As far as adversity goes, this is the toughest test that the Chiefs have had in recent years. The wide receiver room suffered a huge blow with an early season ACL injury to Rashee Rice, have had All-Pro guard Joe Thuney playing left tackle due to issues at that spot, and haven’t had a consistent running game over the back half of the season. Reid credited all his veteran players with their steadiness to ride the wave of injuries and inconsistencies.

“The veteran players allowed these [younger] players to be the best version of what they could be in a short amount of time,” Reid said. “The other part of that was due to [general manager] Brett Veach and the job that he did bringing players in, he and his crew there.”

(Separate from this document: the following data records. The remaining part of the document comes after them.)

PR #3544, opened 2024-10-21
feat: split redis and mongo in separate secrets

maxverbeek:
# Description of feature
...

# Checklist
- [x] (If applicable) added example values of new ENV variables to .env.local and explained them in README.md.

### DIFF
--- a/chart/values.yaml
+++ b/chart/values.yaml
@@ -1,7 +1,7 @@
 secretName: svc-questionnaires-secret
-databaseSecretName: svc-questionnaires-database-credentials
-redisSecretName: svc-questionnaires-redis-credentials
-mongoSecretName: svc-questionnaires-mongo-credentials
+# databaseSecretName: svc-questionnaires-database-credentials
+# redisSecretName: svc-questionnaires-redis-credentials
+# mongoSecretName: svc-questionnaires-mongo-credentials
 tag: latest
 appsignalAppEnv: staging
 curlImage: registry.gitlab.com/researchable/general/docker-images/curl:latest
--- a/chart/values.yaml
+++ b/chart/values.yaml
@@ -1,5 +1,7 @@
 secretName: svc-questionnaires-secret
 databaseSecretName: svc-questionnaires-database-credentials
+redisSecretName: svc-questionnaires-redis-credentials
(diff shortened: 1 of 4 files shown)


chart/values.yaml
```diff
@@ -1,5 +1,7 @@
 secretName: svc-questionnaires-secret
 databaseSecretName: svc-questionnaires-database-credentials
+redisSecretName: svc-questionnaires-redis-credentials
+mongoSecretName: svc-questionnaires-mongo-credentials
```
emerencia, line 4: The way I would do this with my non-experience in writing Helm charts is just to use `{{ .Values.mongoSecretName }}` and `{{ .Values.redisSecretName }}` everywhere (instead of `{{ .Values.mongoSecretName | default .Values.secretName }}` and `{{ .Values.redisSecretName | default .Values.secretName }}` respectively), and then specify these values  like this:

```
secretName: svc-questionnaires-secret
databaseSecretName: svc-questionnaires-database-credentials
redisSecretName: svc-questionnaires-secret
mongoSecretName: svc-questionnaires-secret
```

So that it's clear that they're by default being set to the value of `secretName` (but you can still overwrite it), rather than you having to read the README or derive it from looking at the code.

But I'm curious to hear as to why you chose this approach instead.

emerencia (approved):
The rest LGTM.

chart/values.yaml
maxverbeek: Good point. I was thinking we should not make it mandatory for people to provide values for redisSecretName and mongoSecretName. I didn't want to assume everyone is using the default value that we currently set for secretName. e.g. if you change secretName in an override, you would break the configuration by assuming that the other secrets have also changed to the value that you set. (they still default to the value that was left in the default values.yaml).

maxverbeek: Ok now the secrets will default to the value you set for secretName, so if you set secretName to

```yaml
secretName: super-secret
```

then the databaseSecretName, etc will also be looked up from `super-secret` unless you explicitly override it by also specifying `databaseSecretName: super-secret-database`, and likewise for redis and mongo.

emerencia: Ok, nice.

PR #3545, opened 2024-10-21
feat: make connection string keys configurable

maxverbeek:
The motivation behind this is that the bitnami/redis chart creates a secret with a connection string, but the key in this secret is not defined the way the questionnaire engine expects it.

# Description of feature
...

# Checklist


emerencia (approved):
lgtm

PR #3609, opened 2024-12-16
add support to generate jwt tokens encrypted in rs256

pmkihara:
# Description of feature
- Add support to generate JWT tokens encrypted in RS256. This is needed to push a response to the base backend and ensure that the AuthUser is correctly identified there.
- Add a PushSubscription to USC Chan project
- Small CSS fix to avoid having the navy background in the edit person page (the user is redirected to this page after filling a questionnaire and they don't have a mobile phone or an email address set up yet)

# Checklist
- [x] (If applicable) added example values of new ENV variables to .env and explained them in README.md.


emerencia:
The rest LGTM, assuming you tested the RS256 stuff locally that it works with the JWTokens and stuff.

emerencia (approved):

pmkihara:
Yes, the RS256 stuff was tested locally and it integrates with the user from svc-auth and the profile from base-backend. The base-backend was able to identify the current_profile correctly with this setup.

pmkihara:
> Btw in the protocol, you can set a redirect URL, for the user to be redirected to after filling out a questionnaire. You can see some of the Sport Data Valley protocols for examples. So that way, the user never ends up in the edit person page. That really is just a default page for if there is no redirect URL, but I think here it's good to maybe redirect to a URL on the vitamaps app that says something like "Thanks for filling out the questionnaire" or whatever or maybe even redirects them directly to their results page with just a flash notification that says "Thanks for...".

I've updated the redirect url to redirect oto the vitamaps app with a query param to identify the origin of the redirect.

PR #3639, opened 2025-01-30
specs: change to new headless mode and adapt spec

pmkihara:
# Description of feature
Update the selenium options to use the new headless mode, since the old version doesn't seem to be supported any longer (it would give a `Selenium::WebDriver::Error::SessionNotCreatedError:`). 

# Checklist


emerencia (approved):
LGTM

PR #3653, opened 2025-02-10
feat: try to fix auth errors on umo

maxverbeek:
We're getting this error when previewing questionnaires from QMI:

image


maxverbeek:
Can you help us Ando? We're not sure if this is correct

emerencia (approved):
LGTM

PR #3674, opened 2025-03-06
Feature/mp standardize k8s labels

millenevprado:
# Description of feature
...
https://freedcamp.com/view/3272505/tasks/61596117
# Checklist

### DIFF
--- a/chart/templates/cron.yaml
+++ b/chart/templates/cron.yaml
@@ -3,8 +3,8 @@ kind: CronJob
 metadata:
   name: {{ .Release.Name }}-scheduler-daily-at-one-am
   labels:
-    app: svc-questionnaires-scheduler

While the Chiefs are facing a team that is, on paper, much more talented than them, it’s just impossible to count out Kansas City, which has had this level of overarching success over the past few years.

“I have a lot of respect for the people in Philadelphia, how they run the city itself, and at the same time, I feel very fortunate to be in Kansas City with our ownership and our front office and how it works here,” Reid said.

It is a little funny that Reid will be facing off his former team for the second time in three years for a Super Bowl title, but at this point that has become a secondary story to the success that Reid has had with Mahomes and the Chiefs over the past near-decade now.

The Super Bowl will never be any other game, but the Chiefs and their head coach are approaching this with the demeanor that suggests that they’re ready and confident for their latest chance to uphold the Lombardi Trophy.